**GIVEN RECORDS:**
PR #6957, opened 2022-02-22
[Admin][News] Add 'pinned' and 'enriched' fields and make some other modifications

illusionOfParadise:
SQL to execute:
```sql
UPDATE jecoute_news 
SET link_label = 'Voir'
WHERE external_link IS NOT NULL
;
```

### DIFF
--- a/src/Admin/Jecoute/NewsAdmin.php
+++ b/src/Admin/Jecoute/NewsAdmin.php
@@ -3,6 +3,7 @@
 namespace App\Admin\Jecoute;
 
 use App\Admin\AbstractAdmin;
+use App\Admin\Filter\ZoneAutocompleteFilter;
 use App\Entity\Administrator;
 use App\Entity\Geo\Zone;
 use App\Entity\Jecoute\News;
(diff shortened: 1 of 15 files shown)


Remg (approved):

templates/admin/layout.html.twig
```diff
@@ -304,6 +304,105 @@
...
+                         title: "Gras"
+                     },
+                     {
+                         name: "italic",
+                         action: SimpleMDE.toggleItalic,
+                         className: "fa fa-italic",
+                         title: "Italique"
+                     },
+                     {
+                         name: "heading-1	",
```
ottaviano, line 345:
```suggestion
                         name: "heading-1",
```

ottaviano (approved):

src/Admin/Jecoute/NewsAdmin.php
```diff
@@ -205,6 +301,7 @@ public function prePersist($object)
     public function postPersist($object)
     {
         $this->newsHandler->handleNotification($object);
+        $this->newsHandler->changePinned($object);
```
ottaviano, line 304: I think we should call this on `postUpdate` too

**ASSIGNMENT:** Going through the listing above line by line, tally those containing "Entity" and state only the total.

**FINISHED EXERCISE:** 3